BEGIN MATERIAL SUPPLIED

PR #6842, opened 2020-09-11
(feat) language change handler

marcodeltorob:
## Description
This change will trigger `languagechange` event each time `player.language()` is used as a setter. Also, `Component` will call `handleLanguageChange` method to manage the localization behavior.


src/js/player.js
```diff
@@ -4133,6 +4133,7 @@ class Player extends Component {
     }
 
     this.language_ = String(code).toLowerCase();
+    this.trigger('languagechange');
```
gkatsev, line 4136: If the same language was set, we aren't actually changing the language and we shouldn't trigger the event.

gkatsev, line 4136: Also, we want to add an event jsdoc here, see https://github.com/videojs/video.js/blob/cb70ea84a1b3bb02b81af16628fbd617700ca144/src/js/player.js#L572-L578 for an example
and then add a `@fires Player#langaugechange` in the jsdoc comment for the method.

gkatsev (changes requested):
This is a great start!
Looks like a bunch of tests are failing because probably because we started using `.on` in the Component constructor and the tests aren't expecting that.
Also, we should have additional tests to verify that we trigger the event on a language change and that the control text is properly re-localized when the language changes.

src/js/component.js
```diff
@@ -115,6 +115,8 @@ class Component {
     if (options.reportTouchActivity !== false) {
       this.enableTouchActivity();
     }
+
+    this.handleLanguageChange = this.handleLanguageChange.bind(this);
```
brandonocasey, line 119: This is around where the change I mentioned in clickable component should live. I don't think we will need the bind anymore either.

src/js/clickable-component.js
```diff
@@ -132,6 +132,18 @@ class ClickableComponent extends Component {
     }
   }
 
+  /**
+   * Handles language change in ClickableComponent for the player in components
+   *
+   *
+   */
+  handleLanguageChange() {
```
brandonocasey, line 140: I think this should use a lowercase `c` ie: `handleLanguagechange`, as I think that we try to name things `handle<uppercase first letter of event>`

test/unit/clickable-component.test.js
```diff
@@ -93,3 +93,31 @@ QUnit.test('handleClick should not be triggered more than once when enabled', fu
...
+  });
+
+  const testClickableComponent = new ClickableComponent(player);
+
+  testClickableComponent.controlText_ = 'Play';
+  player.language('en');
+
+  const el = testClickableComponent.createEl();
+
+  assert.equal(el.getAttribute('title'), 'Play');
```
brandonocasey, line 119: It would be good to also verify changing the language to `es` here causes the change this to change to `Juego`

test/unit/player.test.js
```diff
@@ -1355,6 +1355,18 @@ QUnit.test('sets lang attribute on player el', function(assert) {
...
 
+QUnit.test('language changed should trigger languagechange event', function(assert) {
+  const player = TestHelpers.makePlayer({});
+
+  assert.expect(1);
+
+  player.on('languagechange', function() {
+    assert.ok(true, 'languagechange event triggered');
+  });
+  player.language('es-MX');
```
brandonocasey, line 1366: Should also add a test to verify that we do not trigger `languagechange` when changing to the same language.

src/js/clickable-component.js
gkatsev: Looks like we're mostly consistent with that but I see we have a `handleTechTimeUpdate_` method, lol.

src/js/clickable-component.js
```diff
@@ -155,6 +167,7 @@ class ClickableComponent extends Component {
       }
       this.on(['tap', 'click'], this.handleClick);
       this.on('keydown', this.handleKeyDown);
+      this.on('languagechange', this.handleLanguageChange);
```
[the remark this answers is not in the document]
gkatsev: I don't think that we need a check for the method because it inherits from Component which has an abstract method for it.
However, why not have this line in Component itself? That way all components are automatically hooked up and just need to implement the `handleLanguagechange` method?

src/js/player.js
```diff
@@ -4132,6 +4133,15 @@ class Player extends Component {
...
+    if (this.language_ !== String(code).toLowerCase() && this.language_ !== undefined) {
+      /**
+      * fires when the player language change
+      *
+      * @fires Player#languagechange
+      * @type {EventTarget~Event}
+      */
+      this.trigger('languagechange');
+    }
     this.language_ = String(code).toLowerCase();
```
gkatsev, line 4145: might as well bring this inside the if statement above.

PR #6851, opened 2020-09-22
docs: Fix simple typo, intial -> initial

timgates42:
There is a small typo in src/js/player.js, src/js/tech/html5.js, test/unit/sourceset.test.js.

Should read `initial` rather than `intial`.


gkatsev (approved):
haha, good find, thanks!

END MATERIAL SUPPLIED

> **WHAT IS BEING ASKED**
Each of the entries must be written out again exactly.

> **ANSWER TO THE PROBLEM**
PR #6842, opened 2020-09-11
(feat) language change handler

marcodeltorob:
## Description
This change will trigger `languagechange` event each time `player.language()` is used as a setter. Also, `Component` will call `handleLanguageChange` method to manage the localization behavior.


src/js/player.js
```diff
@@ -4133,6 +4133,7 @@ class Player extends Component {
     }
 
     this.language_ = String(code).toLowerCase();
+    this.trigger('languagechange');
```
gkatsev, line 4136: If the same language was set, we aren't actually changing the language and we shouldn't trigger the event.

gkatsev, line 4136: Also, we want to add an event jsdoc here, see https://github.com/videojs/video.js/blob/cb70ea84a1b3bb02b81af16628fbd617700ca144/src/js/player.js#L572-L578 for an example
and then add a `@fires Player#langaugechange` in the jsdoc comment for the method.

gkatsev (changes requested):
This is a great start!
Looks like a bunch of tests are failing because probably because we started using `.on` in the Component constructor and the tests aren't expecting that.
Also, we should have additional tests to verify that we trigger the event on a language change and that the control text is properly re-localized when the language changes.

src/js/component.js
```diff
@@ -115,6 +115,8 @@ class Component {
     if (options.reportTouchActivity !== false) {
       this.enableTouchActivity();
     }
+
+    this.handleLanguageChange = this.handleLanguageChange.bind(this);
```
brandonocasey, line 119: This is around where the change I mentioned in clickable component should live. I don't think we will need the bind anymore either.

src/js/clickable-component.js
```diff
@@ -132,6 +132,18 @@ class ClickableComponent extends Component {
     }
   }
 
+  /**
+   * Handles language change in ClickableComponent for the player in components
+   *
+   *
+   */
+  handleLanguageChange() {
```
brandonocasey, line 140: I think this should use a lowercase `c` ie: `handleLanguagechange`, as I think that we try to name things `handle<uppercase first letter of event>`

test/unit/clickable-component.test.js
```diff
@@ -93,3 +93,31 @@ QUnit.test('handleClick should not be triggered more than once when enabled', fu
...
+  });
+
+  const testClickableComponent = new ClickableComponent(player);
+
+  testClickableComponent.controlText_ = 'Play';
+  player.language('en');
+
+  const el = testClickableComponent.createEl();
+
+  assert.equal(el.getAttribute('title'), 'Play');
```
brandonocasey, line 119: It would be good to also verify changing the language to `es` here causes the change this to change to `Juego`

test/unit/player.test.js
```diff
@@ -1355,6 +1355,18 @@ QUnit.test('sets lang attribute on player el', function(assert) {
...
 
+QUnit.test('language changed should trigger languagechange event', function(assert) {
+  const player = TestHelpers.makePlayer({});
+
+  assert.expect(1);
+
+  player.on('languagechange', function() {
+    assert.ok(true, 'languagechange event triggered');
+  });
+  player.language('es-MX');
```
brandonocasey, line 1366: Should also add a test to verify that we do not trigger `languagechange` when changing to the same language.

src/js/clickable-component.js
gkatsev: Looks like we're mostly consistent with that but I see we have a `handleTechTimeUpdate_` method, lol.

src/js/clickable-component.js
```diff
@@ -155,6 +167,7 @@ class ClickableComponent extends Component {
       }
       this.on(['tap', 'click'], this.handleClick);
       this.on('keydown', this.handleKeyDown);
+      this.on('languagechange', this.handleLanguageChange);
```
[the remark this answers is not in the document]
gkatsev: I don't think that we need a check for the method because it inherits from Component which has an abstract method for it.
However, why not have this line in Component itself? That way all components are automatically hooked up and just need to implement the `handleLanguagechange` method?

src/js/player.js
```diff
@@ -4132,6 +4133,15 @@ class Player extends Component {
...
+    if (this.language_ !== String(code).toLowerCase() && this.language_ !== undefined) {
+      /**
+      * fires when the player language change
+      *
+      * @fires Player#languagechange
+      * @type {EventTarget~Event}
+      */
+      this.trigger('languagechange');
+    }
     this.language_ = String(code).toLowerCase();
```
gkatsev, line 4145: might as well bring this inside the if statement above.

PR #6851, opened 2020-09-22
docs: Fix simple typo, intial -> initial

timgates42:
There is a small typo in src/js/player.js, src/js/tech/html5.js, test/unit/sourceset.test.js.

Should read `initial` rather than `intial`.


gkatsev (approved):
haha, good find, thanks!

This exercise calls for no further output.